In 1899, she met Leonora O’Reilly, who was a former garment worker and head of a local settlement house at the time. Leonora was the one to connect Mary and her sister Margaret with the settlement house. They joined the New York Women's Trade Union League (NYWTUL), a coalition of female workers and middle- and upper-class women reformers founded in 1903 to organize working women and educate the public about urban labor conditions. Dreier served as president of the NYWTUL from 1906 to 1914, as acting president in 1935, and remained active until it disbanded in 1950. During a 1909 strike of shirtwaist-makers, she was arrested during a demonstration.
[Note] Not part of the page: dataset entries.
PR #3174, opened 2024-08-05
[analyze] Add Analyzer for Sendgrid

abmussani:
### Description:
Implemented analyzer interface for Sengrid.

### Checklist:


pkg/analyzer/analyzers/sendgrid/sendgrid.go
```diff
@@ -13,8 +13,95 @@ import (
...
+		Bindings:           []analyzers.Binding{},
+		UnboundedResources: []analyzers.Resource{},
+	}
+
+	for _, scope := range SCOPES {
+		resource := getCategoryResource(scope)
+
+		if len(scope.Permissions) == 0 {
+			result.UnboundedResources = append(result.UnboundedResources, *resource)
+		} else {
```
mcastorina, line 69: **Nit:**

```go
if len(scope.Permissions) == 0 {
    result.UnboundedResources = append(result.UnboundedResources, *resource)
    continue
}

for _, permission := range scope.Permissions {
// ...
```

pkg/analyzer/analyzers/sendgrid/sendgrid.go
```diff
@@ -13,8 +13,95 @@ import (
...
+		Name:               scope.Category,
+		FullyQualifiedName: scope.Category,
+		Type:               "category",
+		Metadata:           nil,
+	}
+
+	if scope.SubCategory != "" {
+		return &analyzers.Resource{
+			Name:               scope.SubCategory,
+			FullyQualifiedName: scope.SubCategory,
```
mcastorina, line 95: I think the `FullyQualifiedName` should be

```go
fmt.Sprintf("%s/%s", scope.Category, scope.SubCategory)
```

pkg/analyzer/analyzers/sendgrid/sendgrid.go
```diff
@@ -13,8 +15,96 @@ import (
...
+		AnalyzerType: analyzerpb.AnalyzerType_Sendgrid,
+		Metadata: map[string]any{
+			"key_type":     keyType,
+			"2fa_required": slices.Contains(info.RawScopes, "2fa_required"),
+		},
+		Bindings:           []analyzers.Binding{},
+		UnboundedResources: []analyzers.Resource{},
+	}
+
+	for _, scope := range SCOPES {
```
mcastorina, line 66: I would feel better about the permissions generated from this `SCOPES` object if the data structure used the generated permission type instead of strings. Otherwise, I'm worried we could get a permission that doesn't exist in that set.

abmussani: I need to iterate through that logic. The `AnalyzePermission` func was mutating this `SCOPES` object based on the categories and subcategories. that's why Keep it as it is.

abmussani: @mcastorina Changes are made to exclude permission which are not part of generated list.

mcastorina (approved):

However, after that she became a leading spokeswoman for labor reform for women workers. During her presidency, the New York group was particularly active among garment workers, supporting their organization in the International Ladies’ Garment Workers’ Union and assisting them in strike activities.
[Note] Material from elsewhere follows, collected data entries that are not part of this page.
PR #3177, opened 2024-08-05
[analyze] Separate SID from token in twilio analyzer

mcastorina:
### Description:
Instead of submitting a single key of `sid:token` it now has two inputs.

### Checklist:


dustin-decker (approved):
You'll need to change AnalyzeInfo in the detector as well

PR #3180, opened 2024-08-06
[analyze] Add analyzer for Postman

abmussani:
### Description:
Implemented analyzer for postman. 
- Test implemented
- Linked with detectors

### Checklist:


pkg/analyzer/analyzers/postman/postman.go
```diff
@@ -1,17 +1,116 @@
...
+
+	result := analyzers.AnalyzerResult{
+		AnalyzerType:       analyzerpb.AnalyzerType_Postman,
+		Metadata:           nil,
+		UnboundedResources: []analyzers.Resource{},
+	}
+
+	resource := analyzers.Resource{
+		Name:               info.User.User.FullName,
+		FullyQualifiedName: info.User.User.FullName,
```
mcastorina, line 52: Is there a more unique value we can use for the `FullyQualifiedName`?

pkg/analyzer/analyzers/postman/postman.go
```diff
@@ -1,17 +1,116 @@
...
+
+	permissions := bakePermissions(info.User.User.Roles)
+
+	// bind all permissions with resources
+	result.Bindings = analyzers.BindAllPermissions(resource, permissions...)
+
+	for _, workspace := range info.Workspace.Workspaces {
+		result.UnboundedResources = append(result.UnboundedResources, analyzers.Resource{
+			Name:               workspace.Name,
+			FullyQualifiedName: workspace.Name,
```
mcastorina, line 71: Same question here about uniqueness

pkg/analyzer/analyzers/postman/postman.go
```diff
@@ -1,17 +1,116 @@
...
+		permStr, err := perm.ToString()
+		if err != nil {
+			continue
+		}
+		permissions[count] = analyzers.Permission{
+			Value:  permStr,
+			Parent: nil,
+		}
+		count++
+	}
```
mcastorina, line 109: **Nit:** Instead of introducing a `count` variable, it might be better to allocate capacity then `append`, especially if we're not always assigning to the slice:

From 1911 to 1915, she served on the New York State Factory Investigating Commission, which provided evidence for the passage of factory reform legislation. She also wrote articles for the WTUL’S journal, Life and Labor, to encourage unionization. In 1915, Mayor John Mitchell appointed her to the New York City Board of Education, but she resigned all posts in 1915 in order to participate completely in the final drive to achieve the vote for women.
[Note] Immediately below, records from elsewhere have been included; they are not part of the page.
PR #3181, opened 2024-08-06
[analyze] Add Analyzer for Opsgenie

abmussani:
### Description:
Implemented analyzer interface for opsgenie.

### Checklist:


pkg/analyzer/analyzers/opsgenie/opsgenie.go
```diff
@@ -14,8 +14,79 @@ import (
...
+		result.UnboundedResources = append(result.UnboundedResources, analyzers.Resource{
+			Name:               user.FullName,
+			FullyQualifiedName: user.FullName,
+			Type:               "user",
+			Metadata: map[string]any{
+				"username": user.Username,
+				"role":     user.Role.Name,
+			},
+		})
+	}
```
mcastorina, line 85: This is appending to `result.UnboundedResources`, which was allocated as a slice of non-zero length above: `make([]analyzers.Resource, len(info.Users))`.

Either change the assignment here to use the index:
```go
for i, user := range info.Users {
    result.UnboundedResources[i] = analyzers.Resource{
        // ...
    }
}
```

or change the initial assignment to allocate capacity:
```go
make([]analyzers.Resource, 0, len(info.Users))
```

mcastorina (changes requested):
This is also missing the enumerated permissions / generated types.

pkg/analyzer/analyzers/opsgenie/opsgenie.go
abmussani: Nice catch 🙇

abmussani:
> This is also missing the enumerated permissions / generated types.

Add the enumerated permissions in the updates.

mcastorina (approved):

mcastorina (approved):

In 1917, Dreier became chairwoman of the New York State Committee on Women in Industry of the Advisory Commission of the Council of National Defense. After the war she was a member of the executive committee of the New York Council for Limitation of Armaments (1921-1927) and headed the Committee for the Outlawry of War of the WTUL.

Dreier became an ardent supporter of suffrage and women's rights and chaired New York City's Woman Suffrage Party due to the negative attitude of the male trade unionists towards women workers. On the national level she often supported Progressive Party nominees, including Robert M. La Follette Sr. and Henry A. Wallace, and she later became an enthusiastic backer of Franklin D. Roosevelt and the New Deal.

When Eleanor Roosevelt and Rose Schneiderman met in 1922, the New York League was run by union women. Schneiderman was president and Maud Swartz was secretary. Eleven of the twelve board members were union members, with Mary Dreier, sister of the founder, the only remaining "ally" in a policy-making position.

Dreier served on several government and private committees concerned with labor and women. Later in her career, she devoted more of her attention to international issues and American foreign policy. Between the world wars she supported Soviet-American friendship and was an outspoken opponent of the regime in Nazi Germany. Following World War II she opposed nuclear proliferation. In the 1950s the FBI investigated her politics.

In 1914 she wrote Barbara Richards, a novel about working women that remained unpublished. In 1950 she published a biography of her sister, Margaret Dreier Robins: Her Life, Letters and Work.